Dutch artist, educator, philanthropist

Catharina Baart Biddle (December 8, 1912 - February 19, 2005) was an artist, educator, and philanthropist.

== Biography and career ==
Born in the Netherlands, Biddle immigrated to Long Island, New York at age 12, accompanied by her sister Mary Baart Snelling. After earning both her B.A. (1938) and M.A. (1940) in art from George Washington University (GWU) in Washington, D.C., Biddle turned down a job offer from her alma mater and left in 1945 for extensive travels through Western Europe and North Africa. She spent the next several years painting, studying at the Académie de la Grande Chaumière in Paris and meeting artists including Henri Matisse, Raoul Dufy, and Pablo Picasso.

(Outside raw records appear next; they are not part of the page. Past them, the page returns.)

PR #24859, opened 2023-04-04
Remove SSL toggle for source-postgres in OSS

nguyenaiden:
## What
[Issue](https://app.zenhub.com/workspaces/db--dw-source-connectors-6333360e0a41155061efbcbd/issues/gh/airbytehq/airbyte/24680)
Currently for DB sources that have a strict encrypt variant, the connection will fail even if the user has selected, for example, `verify-ca` and filled out all relevant information. We want to mitigate confusion by having the `ssl_mode` be the sole source of truth for enabling/disabling SSL connection.

## Solution
Remove the ssl key from `spec.json` for `source-postgres` and rely on `ssl_mode` key as the source of truth. This also entails removing any reference to the ssl key in the protocol. Note: this needs to be backwards compatible with historical config file. We will need to ignore the ssl key and only honor `ssl_mode`.

Aside from automated tests, manual tests conducted:
- Successfully synced between an SSL only DB source with the config shown below before the change
image
- Made the code change to remove the toggle and successfully synced between the same DB source and destination
image


airbyte-integrations/connectors/source-postgres/src/main/java/io/airbyte/integrations/source/postgres/PostgresSource.java
```diff
@@ -182,8 +177,7 @@ public String toJDBCQueryParams(final Map<String, String> sslParams) {
             .map((entry) -> {
               try {
                 final String result = switch (entry.getKey()) {
-                  case JdbcSSLConnectionUtils.SSL_MODE -> PARAM_SSLMODE + EQUALS + toSslJdbcParam(SslMode.valueOf(entry.getValue()))
-                      + JdbcUtils.AMPERSAND + PARAM_SSL + EQUALS + (entry.getValue() == DISABLE ? PARAM_SSL_FALSE : PARAM_SSL_TRUE);
```
rodireich, line 186: Does it work without PARAM_SSL?
I think it should but to verify that it's not needed on either disabled or enabled modes

rodireich:
Also in source-postgres-strict-encrypt I think we're removing this ssl toggle programmatically. 
Maybe cleanup from there altogether (it's something @lmossman is also working on - maybe already done).

lmossman:
I'm not working on this anymore, but I agree that since this field is being removed from the spec, then this line that removes it for strict encrypt specifically should be removed: https://github.com/airbytehq/airbyte/blob/9fb381d1a7dd543ef3693b9e4d48f69c68421865/airbyte-integrations/connectors/source-postgres-strict-encrypt/src/main/java/io/airbyte/integrations/source/postgres_strict_encrypt/PostgresSourceStrictEncrypt.java#L42

airbyte-integrations/connectors/source-postgres/src/main/java/io/airbyte/integrations/source/postgres/PostgresSource.java
nguyenaiden: Just manually verified with a successful sync without SSL.

rodireich (approved):

airbyte-integrations/connectors/source-postgres/src/main/java/io/airbyte/integrations/source/postgres/PostgresSource.java
akashkulk: Why exactly are we removing this again?

akashkulk (approved):

airbyte-integrations/connectors/source-postgres/src/main/java/io/airbyte/integrations/source/postgres/PostgresSource.java
rodireich: The toggle is logically redundant.
Setting ssl mode to disabled has the same effect of setting this toggle to false.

After returning to Washington, D.C. in the early 1950s, Biddle began to work as an educator, teaching at public schools, the National Gallery of Art, and taking private students. After marrying Ralph W. Stephan in 1956, the couple moved to Libya in 1960, where Biddle continued to paint, teach, and exhibit her work. The Stephans returned to Washington, D.C. in the late 1960s where Biddle returned to teaching in the D.C. public school system, the couple eventually divorcing in 1967.

In 1973, Biddle married Livingston Biddle, a writer and arts advocate. Catharina Biddle retired from teaching in 1974 in order to focus on her art and, in 1981, earned an M.F.A.in painting from American University (AU). Over the last few decades of her life, Biddle was featured in several solo and group exhibitions and worked, along with her husband, as an active proponent for women artists and art education. In 2002, Catharina helped endow the International Gallery at the National Museum of Women in the Arts as a tribute to her husband and their passion for the arts, and created a scholarship fund for undergraduate and graduate studio arts students at AU.

After suffering from Parkinson's disease, Biddle died from pneumonia in 2005.

== Artistic work and influences ==
Biddle's work is noted for its emphasis on light, shadow and color, and the influence of Dutch masters including Rembrandt and Van Gogh. Her work is currently part of the permanent collection at the National Museum of Women in the Arts.